Start of DATA SHOWN
PR #2398, opened 2023-08-31
Migrate scout models

seallard:
## Description
This PR migrates the scout models to Pydantic V2.
- Replace deprecated `validator` with `Annotated`
- Replace deprecated `Config` with `model_config`
- Initialise fields marked as Optional to None
- Patch fixture

It does not really make sense to have a not null check for the fields which are required but also initialised as None. But a lot of tests broke when removing it.

### Fixed
- Migrate scout models to Pydantic v2 


cg/models/scout/scout_load_config.py
```diff
@@ -100,38 +98,25 @@ class ScoutLoadConfig(BaseModel):
...
+    vcf_cancer: Annotated[str, BeforeValidator(field_not_none)] = None
     vcf_cancer_sv: Optional[str] = None
     vcf_cancer_research: Optional[str] = None
     vcf_cancer_sv_research: Optional[str] = None
     samples: List[ScoutCancerIndividual] = []
 
-    @validator("vcf_cancer")
-    def check_mandatory_files(cls, vcf):
-        if vcf is None:
-            raise ValueError("Vcf can not be none")
```
seallard, line 124: The validator no longer raises this exception which means the behaviour has been changed

diitaz93:
Great PR description 💯

diitaz93 (approved):
Great 💯

cg/models/scout/validators.py
```diff
@@ -0,0 +1,3 @@
+def field_not_none(value: str):
+    assert value is not None
```
henrikstranneheim, line 2: We should avoid asserting in production code. Pydantic also warns about this.

henrikstranneheim (changes requested):
Looks great 👍! Just want the to replace the assert

cg/models/scout/validators.py
islean: Also - can we just not avoid setting a default value for the field it validates?

islean (approved):
Looks good! Although it feels weird having a validator for doing a null check? Can we not just avoid setting defaults for those fields?

cg/models/scout/validators.py
seallard: That is very true, I'll remove the validator. It does not make sense

islean:
Just a thought - can be good to double check that we don't see the same problem as with the order parsing with coercing to strings.

cg/models/scout/validators.py
seallard: Well, removing the validator caused a bunch of tests to break. Not opening that can of worms today. Replaced the assert.

seallard: The issue is that other models inherit from the `ScoutIndividual` class. It seems like the None validation is only run when `ScoutIndividual` is instantiated directly. So if for instance `sample_id` is marked as required, it suddenly becomes required in all the models inheriting from the base class.

I think this inheritance pattern is not so good here. It causes confusion and weird behaviour when refactoring. If data is not needed in subclasses, the subclasses has no business inheriting from the class in the first place

seallard:
> Looks good! Although it feels weird having a validator for doing a null check? Can we not just avoid setting defaults for those fields?

Yes, I thought so too but tests started failing when removing it. Leaving this PR for now, the behaviour does not make sense to me

seallard:
Deployed to Hasta stage and prod.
End of DATA SHOWN
■ ACTIVITY
Your response should consist of the listing, reproduced exactly.

■ COMPLETED EXERCISE
PR #2398, opened 2023-08-31
Migrate scout models

seallard:
## Description
This PR migrates the scout models to Pydantic V2.
- Replace deprecated `validator` with `Annotated`
- Replace deprecated `Config` with `model_config`
- Initialise fields marked as Optional to None
- Patch fixture

It does not really make sense to have a not null check for the fields which are required but also initialised as None. But a lot of tests broke when removing it.

### Fixed
- Migrate scout models to Pydantic v2 


cg/models/scout/scout_load_config.py
```diff
@@ -100,38 +98,25 @@ class ScoutLoadConfig(BaseModel):
...
+    vcf_cancer: Annotated[str, BeforeValidator(field_not_none)] = None
     vcf_cancer_sv: Optional[str] = None
     vcf_cancer_research: Optional[str] = None
     vcf_cancer_sv_research: Optional[str] = None
     samples: List[ScoutCancerIndividual] = []
 
-    @validator("vcf_cancer")
-    def check_mandatory_files(cls, vcf):
-        if vcf is None:
-            raise ValueError("Vcf can not be none")
```
seallard, line 124: The validator no longer raises this exception which means the behaviour has been changed

diitaz93:
Great PR description 💯

diitaz93 (approved):
Great 💯

cg/models/scout/validators.py
```diff
@@ -0,0 +1,3 @@
+def field_not_none(value: str):
+    assert value is not None
```
henrikstranneheim, line 2: We should avoid asserting in production code. Pydantic also warns about this.

henrikstranneheim (changes requested):
Looks great 👍! Just want the to replace the assert

cg/models/scout/validators.py
islean: Also - can we just not avoid setting a default value for the field it validates?

islean (approved):
Looks good! Although it feels weird having a validator for doing a null check? Can we not just avoid setting defaults for those fields?

cg/models/scout/validators.py
seallard: That is very true, I'll remove the validator. It does not make sense

islean:
Just a thought - can be good to double check that we don't see the same problem as with the order parsing with coercing to strings.

cg/models/scout/validators.py
seallard: Well, removing the validator caused a bunch of tests to break. Not opening that can of worms today. Replaced the assert.

seallard: The issue is that other models inherit from the `ScoutIndividual` class. It seems like the None validation is only run when `ScoutIndividual` is instantiated directly. So if for instance `sample_id` is marked as required, it suddenly becomes required in all the models inheriting from the base class.

I think this inheritance pattern is not so good here. It causes confusion and weird behaviour when refactoring. If data is not needed in subclasses, the subclasses has no business inheriting from the class in the first place

seallard:
> Looks good! Although it feels weird having a validator for doing a null check? Can we not just avoid setting defaults for those fields?

Yes, I thought so too but tests started failing when removing it. Leaving this PR for now, the behaviour does not make sense to me

seallard:
Deployed to Hasta stage and prod.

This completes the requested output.